The functionality of the TaskqueueDirector is achieve using a number of components whose behavior can be controlled via a set of Configuration parameters.

Pilot Directors

These are the components that execute the submission of the pilots to the middleware gLite WMS and LCG RB are currently supported, but only gLite WMS is used at the moment. For each of these Directors a list of WMS/RB servers can be defined in the DIRAC Configuration System, as well as other parameters like the Ranking expression used in the middleware matching, the CPU Normalization expression, or whether a resource list-match is attempted prior to the pilot submission.

Submit Pools

As the TaskqueueDirector goes over the different TaskQueues and decides to submit a certain number of pilots for a given one, the actual submission is handled to one "Submit Pool", ie to a separated thread that makes use one of the above Pilot Directors to perform the submission. The list of available Pools in the system and as well as the ones used by default are defined in the Agent Configuration (see bellow). Each Submit Pool is implemented as a DIRAC ThreadPool object with a Min, Max executing threads and a Total number tasks in the Queue that can be set via the DIRAC Configuration System ( minThreadsInPool, maxThreadsInPool, totalThreadsInPool ).

Parameters

  • pilotsPerIteration: Number of pilots to be submitted per iteration of the Agent (in the near future this will be made more dynamic allowing it to vary depending on the current number of Waiting and Running jobs in the system with respect to some predefined targets).
  • lowestCPUBoost: [7200] Lower limit for boosting pilot submission for TaskQueues with lower CPU requirements.
  • extraPilotFraction and extraPilots: [0.2 and 4] extra fraction of waiting pilots waiting in middleware with respect to the number of waiting tasks in a given TaskQueue. For TaskQueues with a small number of waiting tasks at least this extra number of pilots are allowed in the middleware.
  • maxPilotWaitingHours: [6] time after which a pilot waiting in the middleware is no longer considered in this state. There are some pathological behaviours of the middleware that can leave pilots in Waiting state when they should actually be Aborted.
  • SubmitPools: list of Submit Pools known to the system, currently DIRAC, Local, gLite, SAM. From this only the last 2 are handle by the TaskqueueDirector.
  • DefaultSubmitPools: Pools to use if nothing is specified by the TaskQueue (ie the Job).
  • GenericPilotDN and GenericPilotGroup: Identity used for the submission of generic pilots.
  • PrivatePilotFraction: Fraction of private pilots submitted for a TaskQueue that is not "private".

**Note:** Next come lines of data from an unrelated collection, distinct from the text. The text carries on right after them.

Issue #2375, opened 2016-09-26
Add leisure=fitness_centre icon/text


boothym:
Currently leisure=fitness_centre is not rendered (neither is fitness_station as mentioned in #1870). 

Even without an icon at the very least the name should be displayed, just like sports_centre. 

At the moment any properly tagged gym is invisible which doesn't help encourage people to tag it correctly.

micahcochran:
There are now 4789 instance of this tag.

How about this as an icon?
![weight lifter 2](https://cloud.githubusercontent.com/assets/7433104/19945714/5dc24dd6-a10f-11e6-8c7f-2fd0957fc3a0.png)

boothym:
I notice in the maps.me app it is rendered with weights:  https://github.com/mapsme/omim/blob/e646b270bd68d0c27adac5ed712682cf1500b68c/data/styles/clear/style-night/symbols/gym-l.svg - I wonder if they would allow it to be used?

boothym:
@gravitystorm @math1985 @pnorman @matkoniecz 

Any chance we could get leisure=fitness_centre rendered the same way as a sports_centre node, so that the name is visible? Right now there are many correctly tagged gyms etc. which aren't rendered on the map. An icon can be added or text fine-tuned later.

boothym:
@kocio-pl while we wait for an icon, any chance of the fitness_centre being rendered exactly like sports_centre, so that the text is visible?

kocio-pl:
I do few other things here, so if somebody creates the code, that would be great. Are you willing to do that?

boothym:
If all that's required is adding fitness centre beside sports centre in project.mml then I will submit a PR with that change soon.

kocio-pl:
Look for sports centre also in MSS files - project.mml is more or less a database part, styling is defined in MSS.

kocio-pl:
See https://github.com/gravitystorm/openstreetmap-carto/issues/1870#issuecomment-335064319

Issue #844, opened 2014-08-05
Differentiating sport infrastructure (like pitches) by type of sport


matthijsmelissen:
Currently all sport fields are shown in the same style. It is very difficult to distinguish the different sports. Furthermore there are good sport icon sets out there:  http://wiki.openstreetmap.org/wiki/Category:Sport_icon Comparing the different olympic pictograms  http://www.nytimes.com/interactive/2010/02/24/sports/olympics/pictograms-interactive.html I suggest to take the icon sets of Olympic games 1972 (munich)  http://olympic-museum.de/pictograms/Picto1972.htm adopted to the constraints of 16px 

See also https://trac.openstreetmap.org/ticket/3159.

boothym:
How about adding icons for the most used sports to begin with? Soccer, tennis, baseball, basketball, all have good icons that can be used from iD editor's icon set. Just like iD the icon can be put in the middle of the pitch.

https://github.com/bhousel/maki/blob/mb-pages/src/soccer-24.svg
https://github.com/bhousel/maki/blob/mb-pages/src/tennis-24.svg
https://github.com/bhousel/maki/blob/mb-pages/src/baseball-24.svg
https://github.com/bhousel/maki/blob/mb-pages/src/basketball-24.svg

kocio-pl:
Unfortunately they all are 24px, while we use just 14px - this is huge difference. If you want to see how they would look in this style, try to rescale them and save as PNG.

boothym:
I linked to them because I thought you'd want the largest svg size available, but here's what they look like at 14px:
![tennis](https://cloud.githubusercontent.com/assets/16965772/18996247/7b0ce524-8727-11e6-88d5-172585b3e489.png)
![soccer](https://cloud.githubusercontent.com/assets/16965772/18996248/7b0f6196-8727-11e6-86f2-0e5233a26828.png)
![baseball](https://cloud.githubusercontent.com/assets/16965772/18996249/7b0f9026-8727-11e6-912c-14cb62564035.png)
![basketball](https://cloud.githubusercontent.com/assets/16965772/18996246/7b0cc076-8727-11e6-822c-88bc39b9384e.png)

There's also https://github.com/mapbox/maki/tree/master/icons with more stick figures instead of the bat/ball icons.

kocio-pl:
I'm surprised, they look quite nice and are perfectly recognizable! That's the power of skilled designer probably. =}

Still we need to decide if we want to use icons or field markings.

[...]

PR #2547, opened 2017-01-10
Add fitness_centre with the same rendering as sports_centre

boothym:
#2375 - at least gets the fitness_centre name rendered, we can get an icon added later.

I don't have a way to test this PR, but I assume it will work ok as I've just copied the parts where sports_centre is mentioned in the code.

### DIFF
--- a/amenity-points.mss
+++ b/amenity-points.mss
@@ -1574,6 +1574,7 @@
   [feature = 'natural_beach'],
   [feature = 'natural_shoal'],
   [feature = 'natural_reef'],
+  [feature = 'leisure_fitness_centre'],
   [feature = 'leisure_sports_centre'],
   [feature = 'leisure_stadium'],
   [feature = 'leisure_track'],
@@ -1688,6 +1689,7 @@
       [feature = 'natural_shoal'] {
         text-fill: darken(@beach, 60%);
       }
+      [feature = 'leisure_fitness_centre'],
       [feature = 'leisure_sports_centre'],
       [feature = 'leisure_stadium'] {
         text-fill: darken(@stadium, 70%);
--- a/landcover.mss
+++ b/landcover.mss
@@ -59,7 +59,7 @@
 
 @pitch: #aae0cb; // also track
 @track: @pitch;
-@stadium: @societal_amenities; // also sports_centre
+@stadium: @societal_amenities; // also fitness_centre and sports_centre
 @golf_course: #b5e3b5;
 
 #landcover-low-zoom[zoom < 10],
@@ -528,6 +528,7 @@
     polygon-fill: @station;
   }
 
+  [feature = 'leisure_fitness_centre'],
   [feature = 'leisure_sports_centre'],
   [feature = 'leisure_stadium'] {
     [zoom >= 10] {
--- a/project.mml
+++ b/project.mml
@@ -141,7 +141,7 @@ Layer:
                                                     'recreation_ground', 'village_green', 'retail', 'industrial', 'railway', 'commercial', 
                                                     'brownfield', 'landfill', 'construction') THEN landuse ELSE NULL END)) AS landuse,
               ('leisure_' || (CASE WHEN leisure IN ('swimming_pool', 'playground', 'park', 'recreation_ground', 'common', 'garden', 
-                                                    'golf_course', 'miniature_golf', 'picnic_table', 'sports_centre', 'stadium', 'pitch', 
+                                                    'golf_course', 'miniature_golf', 'picnic_table', 'fitness_centre', 'sports_centre', 'stadium', 'pitch', 
                                                     'track', 'dog_park') THEN leisure ELSE NULL END)) AS leisure,
               ('military_' || (CASE WHEN military IN ('danger_area') THEN military ELSE NULL END)) AS military,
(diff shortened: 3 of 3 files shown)


imagico:
We generally require changes to be tested and not be done blindly.  The inner workings of the style and interactions between different parts can be complicated and even experienced contributors will not usually submit changes without testing.

If you need help with setting up a testing environment there are usually people here who can give suitable tips and suggestions.

Regarding the change itself - there are less than 100 features with `leisure=fitness_centre` without a building tag and most of these seem to be errors of some sort (missing building tag or misuse of the tag for a spa or similar) so not a good idea to add area rendering for this IMO.

boothym:
Well it's there for anyone who wants to test it, as unfortunately I don't have the time or inclination to do it at the moment. 

Not sure where you are getting your numbers from, as there are over 200 instances of `leisure=fitness_centre` without a building tag (ie nodes) in the UK alone?

The reason for the change is to have the same rendering as `leisure=sports_centre`, especially for nodes where the name is displayed for sports centre, but not shown for fitness centre. There are many incorrectly tagged gyms which would not be rendered if they were changed to fitness centre.

boothym:
If you want an example of why this change is needed, see: http://www.openstreetmap.org/node/208364293/history

This gym was correctly updated from leisure=sports_centre to fitness_centre, but now its name is no longer rendered on the map.

imagico:
Note i was talking about area features and area rendering here.

Rendering tagged nodes with label only is a different matter.  This is a problem too but likely not any worse if this is extended to fitness centres.  Right now sports_centre is widely used for name dropping, just look at the number of nodes with this tag in the database that have a generic name indicating the type of sport or site rather than the specific name of the feature in question.  

Examples:

https://www.openstreetmap.org/node/2379021641
https://www.openstreetmap.org/node/286688123
https://www.openstreetmap.org/node/4452411798
https://www.openstreetmap.org/node/519628832
https://www.openstreetmap.org/node/250386927
https://www.openstreetmap.org/node/1231870683
https://www.openstreetmap.org/node/1860280192

dieterdreist:
2017-01-13 11:15 GMT+01:00 Christoph Hormann <notifications@github.com>:

> Rendering tagged nodes with label only is a different matter. This is a
> problem too but likely not any worse if this is extended to fitness
> centres. Right now sports_centre is widely used for name dropping, just
> look at the number of nodes with this tag in the database that have a
> generic name indicating the type of sport or site rather than the specific
> name of the feature in question.



that's a fine line, some/most of them could be considered names (e.g.
"Reithalle", "Sporthalle") while the first on (a node with
name="Volleyball") clearly isn't. A generic name can also be the specific
name, especially in smaller settlements where there's just one of a kind
and no need to distinguish (I don't know the objects you have posted here
and cannot say if this is the case here)

imagico:
No, the difference here is generic type of sport vs. generic type of site.  Neither is correct as a name, a name tag is always for the individual name of the feature in question which differentiates it from similar features nearby.  Having the type of site as name would be like placing a node `amenity=place_of_worship` with `name=church` - which is wrong.

In this particular case the name of the sports centre would be _Reitverein St. Hubertus_ which is in the description tag here.

The fact that in conversation locals might identify the feature by its type (like "wir gehen zur Reithalle") does not change this - we also tend to say "wir gehen zum Bäcker/Supermarkt/..." which does not mean that "Bäcker" is a correct name tag for shop=bakery.

There are of course cases where in terms of map usability it might be beneficial to render localized values for tags like `sport=*` or `shop=*` instead of or in addition to generic icons and names but that is technically challenging due to the variety of languages in the map.

dieterdreist:
2017-01-13 11:45 GMT+01:00 Christoph Hormann <notifications@github.com>:

> No, the difference here is generic type of sport vs. generic type of site.
>


yes


> Neither is correct as a name, a name tag is always for the individual name
> of the feature in question which differentiates it from similar features
> nearby.
>

as I have written, the individual name can be the same as the generic type
of site. Even more as we focus on "ground truth", i.e. the name the local
people use

boothym:
@imagico I'm not sure why you are bringing up examples of sports_centre - this PR is about getting fitness_centre rendered. 

Regarding names of sports on pitches, I've suggested sport icons https://github.com/gravitystorm/openstreetmap-carto/issues/844#issuecomment-250768588

pnorman:
While the cartography needs discussing, it's also important that this PR be tested.

kocio-pl:
I think of leisure=fitness_centre rather as leisure, not sport, so prefer to use the same color as some other leisure features.

Testing rendering seems to work both for nodes and area:
xipu563f
udfvbov7

If you want to test anything more, I need the location.

boothym:
Looks fine to me for nodes, which is what I was concerned about. Not really bothered about areas as fitness centres are normally nodes are with a building tag. Though it would be nice if the same text was used on buildings, instead of the normal text.

math1985:
Thanks @boothym! And sorry for slow review.

boothym:
Thanks, I wondered if something had happened to all the reviewers! :)

Just a question about buildings tagged with leisure=fitness_centre or tourism=attraction. Why aren't named buildings with these tags styled in the same way as nodes?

TaskqueueDirector Algorithm

The pilot submission on the the TaskQueueDirector Agent proceeds as follows:

  • self.__checkSubmitPools()
    
Reload configuration and apply any necessary changes to Pilot Directors and Submit Pools.

  • taskQueueDB.retrieveTaskQueues()
    
Retrieve the current list of TaskQueues with pending requests in the System.

  • prioritySum += taskQueueDict[taskQueueID]['Priority']
    
Add up Priorities for all TaskQueues.

  • waitingJobs += taskQueueDict[taskQueueID]['Jobs']
    
Add up number of pending tasks for all TaskQueues.

  • self.pilotsPerPriority  = self.am_getOption('pilotsPerIteration') / prioritySum
    
Determine the number of pilots to submit per unit of priority, given a target number of pilots to be submitted in the current iteration.

  • self.pilotsPerJob       = self.am_getOption('pilotsPerIteration') / waitingJobs
    
Determine the number of pilots to submit per pending task, given a target number of pilots to be submitted in the current iteration.

  • pilotAgentsDB.countPilots( {'TaskQueueID': taskQueueID, 'Status': waitingStatusList}, newer = timeLimitToConsider )
    
Get current number of pilots already submitted for a given TaskQueue that are still waiting to run.

  • pilotsToSubmit = poisson( ( self.pilotsPerPriority * taskQueuePriority + self.pilotsPerJob * taskQueueJobs ) * maxCPU / taskQueueCPU )
    pilotsToSubmit = min( pilotsToSubmit, int( ( 1 + extraPilotFraction ) * taskQueueJobs ) + extraPilots - waitingPilots )
    
Determine the number of pilots to be submitted for each TaskQueue as the sum of two contributions: one the the Priority and the other proportional to the number of pending tasks. Low CPU tasks are given an extra boost until lowestCPUBoost is reached.

  • if 'SubmitPools' in taskQueueDict:
      submitPools = taskQueueDict[ 'SubmitPools' ]
    else:
      submitPools = self.am_getOption('DefaultSubmitPools')
    submitPools = List.randomize( submitPools )
    
Decide which Submit Pool should be used.

Now the execution goes into the Submit Pool thread using the Pilot Director object.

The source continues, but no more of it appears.